Learners - Learners sample experience from the local or global store, and apply an RL algorithm such as DQN to it, generating a gradient vector \(g_i\) to be communicated to the parameter server (see third point). The parameter server uses these gradient vectors to update a master copy of the Q-network. Gorila supports \(N_{learn}\) concurrent learner processes, each of which contains a replica of the Q-network, and computes a gradient update from an independently drawn sample of experience at each iteration.

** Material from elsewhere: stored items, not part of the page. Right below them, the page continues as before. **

PR #2560, opened 2026-05-08
feat: Add v1 OpenAI endpoint support and remove legacy completions API

ranadeepsingh:
## Related Issues/PRs

#xxx

## What changes are proposed in this pull request?

This PR updates SynapseML OpenAI integrations to support OpenAI v1-compatible base URLs such as:

`https://<resource_name>.services.ai.azure.com/openai/v1`

Changes include:

- Adds v1 base URL detection and request URL construction for OpenAI chat completions, embeddings, responses, and `OpenAIPrompt`.
- For v1 endpoints, sends the deployment/model as the request body `model` field and omits the `api-version` query parameter.
- Preserves existing Azure OpenAI endpoint behavior for non-v1 URLs, including deployment-scoped paths and `api-version`.
- Emits a warning when users configure a v1 base URL together with `apiVersion`, since `apiVersion` is ignored for v1-style endpoints.
- Removes the deprecated/retired legacy `OpenAICompletion` API implementation, response schema, and tests.
- Updates current OpenAI docs/notebooks and docgen metadata to remove legacy completion usage and point users to `OpenAIChatCompletion`, `OpenAIPrompt`, and `OpenAIResponses`.

## How is this patch tested?

- [x] I have written tests (not required for typo or doc fix) and confirmed the proposed feature/bug-fix/change works.

Tested with the `synapseml` conda environment:

- `conda run -n synapseml black --check --extend-exclude 'docs/' .`
- `conda run -n synapseml sbt "cognitive / Test / compile"`
- `conda run -n synapseml sbt "cognitive / Test / testOnly com.microsoft.azure.synapse.ml.services.openai.OpenAIV1EndpointSuite"`
- `conda run -n synapseml sbt scalastyle test:scalastyle`
- `git diff --check`

Note: `sbt scalafmtCheckAll` was attempted but this build does not define that sbt task.

## Does this PR change any dependencies?

- [x] No. You can skip this section.
- [ ] Yes. Make sure the dependencies are resolved correctly, and list changes here.

## Does this PR add a new feature? If so, have you added samples on website?

- [ ] No. You can skip this section.
- [x] Yes. Make sure you have added samples following below steps.

This adds support for OpenAI v1-compatible base URLs. Current OpenAI notebooks/docs were updated to remove retired `OpenAICompletion` examples and describe supported chat, responses, and embedding APIs.

PR #2590, opened 2026-08-01
fix: preserve hand-written Python package initializers

ranadeepsingh:
## Related PRs

- Recreates the still-relevant init-file preservation intent from #2286 on current `master`.
- Preserves the OpenAI compatibility hook introduced by #2560.

## Problem

PyCodegen copies hand-written Python overrides and then rewrites nested `__init__.py` files, discarding required manual content. It also deletes every namespace-root initializer and the prepend approach proposed in #2286 would duplicate generated headers when init generation is repeated.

Parameter server - The parameter server, which serves the role of a master node, maintains a distributed representation of the Q-network, with the parameter vector θ split across the \(N_{param}\) machines of the server. The parameter server receives gradient updates from the learners, and each of the \(N_{param}\) machines applies the appropriate updates to the subset of θ that it is responsible for. This process of applying updates in a distributed manner follows an asynchronous variant of stochastic gradient descent. The parameter server periodically sends an updated copy of the Q-network to each learner.
So what?
Why is this significant? It seems obvious that if you throw more computational power at a problem (i.e. by running the algorithm on a cluster of CPUs, as opposed to a single node), performance (as measured by accuracy or head-to-head performance, given comparable training time) should improve, or alternatively, that the required training time should decrease (given comparable results). In general, what is the point of a paper that presents a distributed implementation of a well-known algorithm, and claims that performance improved?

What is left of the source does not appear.